Tutorial: OpenCL SGEMM tuning for Kepler
Note: the complete source-code is available at GitHub.Note2: a tuned OpenCL BLAS library based on this tutorial is now available at GitHub.
Note3: a WebGL2 demo of this tutorial is available at: https://www.ibiblio.org/e-notes/webgl/gpu/mul/sgemm.htm.
Background: Matrix-multiplication
Before we look at OpenCL code, let us define the computation we are about to perform. According to the definition of BLAS libraries, the single-precision general matrix-multiplication (SGEMM) computes the following:
C := alpha * A * B + beta * C
In this equation, A is a K by M input matrix, B is an N by K input matrix, C is the M by N output matrix, and alpha and beta are scalar constants. For simplicity, we assume the common case where alpha is equal to 1 and beta is equal to zero, yielding:
C := A * B
This computation is illustrated in the following image: to compute a single element of C (in purple), we need a row of A (in green) and a column of B (in blue).

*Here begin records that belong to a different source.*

PR #1366, opened 2023-07-18
Status for Launcher Connection

mabasian:
To show if the launcher currently has connection, I would propose a status widget of the Launcher <> Server Connection, that is placed right next to the task manager in the footer.


PatrickRL (approved):
LGTM

PR #1369, opened 2023-07-19
FIX: ensure curl for checkpoint availability check

### LINKED ISSUE #1365: [Bug]: invalid checkpoint availability check
### Describe the bug!

Checkpoint availability checks was added in RC20 with #1290. This is done by requesting the CP state via CURL, however if CURL is not installed on the OS the CP check will always fail, thus reporting all CP as invalid and no CP can be selected.

Note that the installer is running before Ansible is executed during installation and therefore CURL is also not auto-installed.

### Attach a Screenshot!

grafik

### Expected Behaviour

Availability is checked and at least one CP is selectable

### Help us reproduce your bug!

- Setup a fresh VM
- Uninstall CURL (if installed): `sudo apt-get remove curl`
- Login to the VM with Stereum and follow oneclick installer until checkpoint selection
- Try to select a checkpoint

### Launcher Version

2.0.0-rc.20

### Desktop OS

All

### Node Server OS

Ubuntu 22.04

### Affected Service

_No response_

### Relevant log output

_No response_

### Acknowledgment

- [X] I looked through the existing bugs of this project

daverolo:
- ensures curl is installed for checkpoint availability check
- if curl is for whatever reason not installable all checkpoints considered as available
- fixes #1365

### DIFF
--- a/launcher/src/backend/Monitoring.js
+++ b/launcher/src/backend/Monitoring.js
@@ -25,6 +25,7 @@ export class Monitoring {
     this.serviceManagerProm = new ServiceManager(this.nodeConnectionProm);
     this.validatorAccountManager = new ValidatorAccountManager(this.nodeConnection, this.serviceManager);
     this.isLoggedIn = false;
+    this.triedCurlInstall = false;
     this.rpcTunnel = {};
     this.wsTunnel = {};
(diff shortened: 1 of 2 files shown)


mabasian (approved):
LGTM!

PR #1370, opened 2023-07-19
additional button to have both "Apply" and "Apply & Restart"

mabasian:
1.  Change the current button name to "**Apply & Restart**"
2. Add another button to the client / service settings, that can be used to run the old function of just simply applying the config, next the current implementation of "Apply & Restart"


PatrickRL (approved):
LGTM

Issue #673, opened 2022-08-17
Complete Dashboard Wiring - (Left to do) Overview


daGscheid:
Please don't close this too prematurely. You can pass things around :) 

- [x] Storage
![image](https://user-images.githubusercontent.com/82385103/185245183-add9236d-768f-4b6f-bb2e-908d496828d6.png)

- [x] Server Connection
![image](https://github.com/stereum-dev/ethereum-node/assets/82385103/caa74e9c-d518-45bf-9600-a070dd9aa95d)

- [x] Network & Node

![NODE PROCESS](https://github.com/stereum-dev/ethereum-node/assets/82385103/fa830b56-0009-41da-8b09-e6f611db7a3a)

One Epoch contains 32 Slots. These Slots are in this component visualized by the square. A slot can be attested (green) or missed (red) by the network participants. This is the chain`s view. 
Every Epoch goes from < PROPOSED > to < JUSTIFIED > to < FINALIZED > 
Slots fill up -> 32 Slots  = 1 Epoch in Progress -> Epoch filled; new Epoch added on top; Epoch is justified for two cycles voting concluded  > Epoch is finalized 

- [x] Blockchain 

![image](https://user-images.githubusercontent.com/82385103/216825473-55a3d097-7d70-481e-93d5-698b9dfb1c50.png)

- [x] Balance Changes
 ![image](https://github.com/stereum-dev/ethereum-node/assets/82385103/72d8bd65-84f2-4b6d-971f-f0b5edf0aea5)

- [x] Validator Stats 
![image](https://github.com/stereum-dev/ethereum-node/assets/82385103/86ede43a-06f4-4854-96e7-fc2bb27a8c7f)

- [x] RPC Endpoint 
![image](https://user-images.githubusercontent.com/82385103/185246194-e4219e8c-64cc-4559-9295-1688188b7ed9.png)

- [x] DATA-API
![image](https://user-images.githubusercontent.com/82385103/185246538-4ef69f0d-1fd9-4691-bae9-f4a0bf90a5d9.png)

- [x] P2P Connections
![image](https://user-images.githubusercontent.com/82385103/185246617-1c08ba3b-2db4-4217-9b07-426303b2182a.png)

daverolo:
Style of "Validator Stats" Widget changed in PR #1000

daGscheid:
As discussed with Stefan - we will introduce some visual changes to the Sync Dashboard which are reflect above, and we will work on with @mabasian  

[...]

PR #1374, opened 2023-07-24
Redesign the Network and Node Component in the control tab

mabasian:
One Epoch contains 32 Slots. These Slots are in this component, visualized by the square. A slot can be attested (green) or missed (red) by the network participants. This is the chain's view.

issue: https://github.com/stereum-dev/ethereum-node/issues/673


gbayasgalan (dismissed):
LGTM 😄

gbayasgalan (dismissed):
nice catch 👍

gbayasgalan (approved):

PR #1379, opened 2023-07-27
FIX: SSV Modal Navigation

### LINKED ISSUE #967: SSV - Network > Navigation Improvements
This is currently a little tedious, because when opening the SSV Naviation Modal, the user keeps getting asked to either provide or copy the Operator Private / Public Key. 

https://docs.ssv.network/learn/introduction

This should only be asked the first time. We could achieve this by asking the SSV Node Operator Registary via its API, if the operator key is already installed. 

If this is the case, the user should be lead to the ssv navigation module

NeoPlays:
## SSV Changes
- Fixes #967
- Updated SSV Grafana Dashboards


daverolo (approved):
LGTM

This version of SGEMM can be implemented in plain C using 3 nested loops (see below). We assume data to be stored in column-major format (Fortran-style), following cuBLAS's default. If we wanted, we could easily change this to row-major by swapping the A and B matrices and the N and M constants, so this is not a real limitation of our code.

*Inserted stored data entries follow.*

PR #1383, opened 2023-08-03
ADD: customizable prometheus configuration

PatrickRL:
When applying changes to prometheus configuration, it now adds 'overwrite: false' to prevent automatic overwrite

### DIFF
--- a/launcher/src/components/UI/the-node/TheExpert.vue
+++ b/launcher/src/components/UI/the-node/TheExpert.vue
@@ -59,7 +59,7 @@
           v-for="(option, index) in item.expertOptions.filter((option) => option.type === 'select')"
           :key="index"
           class="selectBox"
-          :class="{ unvisible: isExpertModeActive}"
+          :class="{ unvisible: isExpertModeActive || prometheusExpertModeActive }"
         >
           <img class="titleIcon" :src="option.icon" alt="icon" />
           <span>{{ option.title }}</span>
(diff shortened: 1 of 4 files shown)


launcher/src/components/UI/the-node/TheExpert.vue
```diff
@@ -49,7 +59,7 @@
           v-for="(option, index) in item.expertOptions.filter((option) => option.type === 'select')"
           :key="index"
           class="selectBox"
-          :class="{ unvisible: isExpertModeActive }"
+          :class="{ unvisible: isExpertModeActive && prometheusExpertModeActive }"
```
NeoPlays, line 62: Here you use &&

launcher/src/components/UI/the-node/TheExpert.vue
```diff
@@ -90,7 +100,7 @@
           v-for="(option, index) in item.expertOptions.filter((option) => option.type === 'text')"
           :key="index"
           class="toggleTextBox"
-          :class="{ unvisible: isExpertModeActive }"
+          :class="{ unvisible: isExpertModeActive || prometheusExpertModeActive}"
```
NeoPlays, line 103: but here `||`

NeoPlays (changes requested):
as these conditionals should do the same i think they also should be the same ;)

NeoPlays (approved):
lgtm

Issue #1003, opened 2023-01-09
FR: Login - Security Enhancements 


daGscheid:
Build onto the current server login process by making it possible to manage SSH keys inside the GUI of Stereum by 
- [x] Using SSH keys with password for login 
- [x] Changing SSH keys of the node #
- [x] Change password 

- [x] Creating SSH Key (per @NeoPlays suggestion)

NeoPlays:
Another Idea that came to my mind would be to give the user a way to create SSH keys in the login screen

daGscheid:
Adding a Server Access Management Modal

On first login accessible by clicking here;
![INSTALLATION_MENU – 16](https://github.com/stereum-dev/ethereum-node/assets/82385103/e6667d25-121e-418a-a05e-28f0c6398f89)



After node installation accessible by clicking here 
![Screenshot 2023-08-16 111705](https://github.com/stereum-dev/ethereum-node/assets/82385103/df997917-1b31-4c26-81d3-3910e880cf8c)


Server Access Management Modal

Server utilizing Password Access (No SSH Key)
![Node Page – 20](https://github.com/stereum-dev/ethereum-node/assets/82385103/a76b04b0-9f74-4ba0-ad61-9e0562efae4d)

Server utilizing SSH Key 
![Node Page – 25](https://github.com/stereum-dev/ethereum-node/assets/82385103/2d108359-ce33-4685-966a-ebdf7fa91975)

Remove the SSH Key from the server
![Node Page – 31](https://github.com/stereum-dev/ethereum-node/assets/82385103/692a1311-203f-4020-aa2b-4fbe824f1e10)

Generate a SSH Key
![Node Page – 29](https://github.com/stereum-dev/ethereum-node/assets/82385103/46b7c052-8adb-4bae-9ab9-b72da668a7c1)
![Node Page – 30](https://github.com/stereum-dev/ethereum-node/assets/82385103/895d0a4b-2ef9-4a2a-a242-c66fe6d04c58)

daGscheid:
Available with rc.22, good job guys

PR #1384, opened 2023-08-04
ADD: SSH Features

NeoPlays:
First Step of #1003

Also fixed data retention getting overwritten with update.

So this PR adds functions for:
- changing password
- generating SSH Keys
- reading SSH Keys
- writing SSH Keys


daverolo (approved):
LGTM

Issue #1353, opened 2023-07-13
[FR]: Include the option to "ignore" Doppelganger Protection on Validator Client Import (for Expert Users)


daGscheid:
### Describe your idea

Make it an option in the validator client settings to deactivate "default doppelganger protection".
If then deactivated, the import will throw an additional prompt asking if one wants to use doppelganger protection on import.

- [x] Discuss
- [x] Design
- [x] Build

### Considered Alternatives?

--

### Additional Context

--

### Acknowledgment

- [X] I looked through the feature requests/enhancements planned for this project before submitting a new idea

PR #1387, opened 2023-08-05
Doppelganger protection

gbayasgalan:
issue: https://github.com/stereum-dev/ethereum-node/issues/1353

- doppelganger protection added into all validator clients as default. 
- DPs could be disabled/enabled using Expert Mode

many thanks @daverolo for your time:) 🚀


launcher/src/store/services.js
```diff
@@ -170,6 +177,13 @@ export const useServices = defineStore("services", {
               icon: "/img/icon/plugin-menu-icons/fee.png",
               pattern: "(--suggested-fee-recipient=)(.*)(\\n)",
             },
+            {
+              title: "Doppelganger",
+              type: "toggle",
+              changeValue: true,
+              icon: "/img/icon/plugin-menu-icons/doppelganger.png",
+              pattern: "(--enable-doppelganger=)(.*)(\\n)",
```
daverolo, line 185: seems you have used the old pattern here. correct pattern would be the same as on line 97. this counts also for patterns on line 282, 387 and 821

daverolo (changes requested):
please check patters in service.js @gbayasgalan

launcher/src/store/services.js
daverolo: ok, those are the entries from the other clients, so please forget it. sunday morning is probably the wrong time for @daverolo to do a review ;)

daverolo (approved):
LGTM 🚀

PR #1398, opened 2023-08-09
Fix the call slot function because call twice it

mabasian:


gbayasgalan (approved):
nice thank you @mabasian 🚀

PR #1405, opened 2023-08-11
previous justified epoch status

gbayasgalan:
previous justified epoch status
issue: https://github.com/stereum-dev/ethereum-node/issues/673


mabasian (approved):
LGTM🚀

Issue #131, opened 2021-02-12
Change docking behavior


kbrowne15:
Docking behavior always switches to sparse mapping at the beginning of a dock action. Change this to check if we are in ar tag localization and to not switch to mapped landmarks if we are.

PR #133, opened 2021-02-18
Don't swich to ML if in AR loc dock behavior 

marinagmoreira:
This addresses the issue #131
I've tested this in sim, and will test again in the Lab (2/19/2021)

Note: for some reason, github is tracking changes in  astrobee/scripts/docker/build.sh, but if we do diff from the cmd line there are no changes.


bcoltin:
Looks good, I will leave this for you to merge after you test. Very weird with github's diff, not sure what is going on...

marinagmoreira:
Just tested it in the lab, everything looks good, merging

PR #135, opened 2021-02-25
Add dynamic imu filtering, better imu configs, option for optical flow measurement spacing, and small fixes

rsoussan:
The number of files changed in this pr is quite large, but I had to fix a bug where the localizer wasn't using the correct imu filters so I think the changes are pretty important.  In addition to that, there are some config and script changes, a change for optical flow measurement spacing (adding an option to increase the measurement spacing), and a change to add the option to limit the number of localization factors added to the graph so it doesn't get overloaded by too many map matches, a fix so that the reported feature counts in the localizer are more in line with what the facilities team expects, and more introspection added to the graph msg. I may update some of the scripts and configs before Friday, but ideally the runtime code will remain the same.  Thank you


bcoltin (approved):
Looks good, but there are a lot of changes involving the fan speed. Make sure you test these in granite lab!

marinagmoreira (approved):

marinagmoreira:
Let's do some tests on Monday before merging and starting the release procedure.

PR #141, opened 2021-03-05
Add calibration for haz to nav and sci cam extrinsics, and add a warning for loading very old maps

oleg-alexandrov:


bcoltin (approved):

bcoltin:
@marinagmoreira Could you merge this after the code freeze is over? (I think after we merge back from master to develop it is done, right?)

for (int m=0; m<M; m++) { for (int n=0; n<N; n++) { float acc = 0.0f; for (int k=0; k<K; k++) { acc += A[k*M + m] * B[n*K + k]; } C[n*M + m] = acc; } }
To keep things simple for now, we assume that the matrix sizes are nice multiples of 32, such that we can for example create OpenCL workgroups of size 32 by 32 without having to worry about boundary conditions. There will be assumptions along these lines in the next couple of pages, but that's mainly because we want to keep the code simple and the main story-line easy to follow.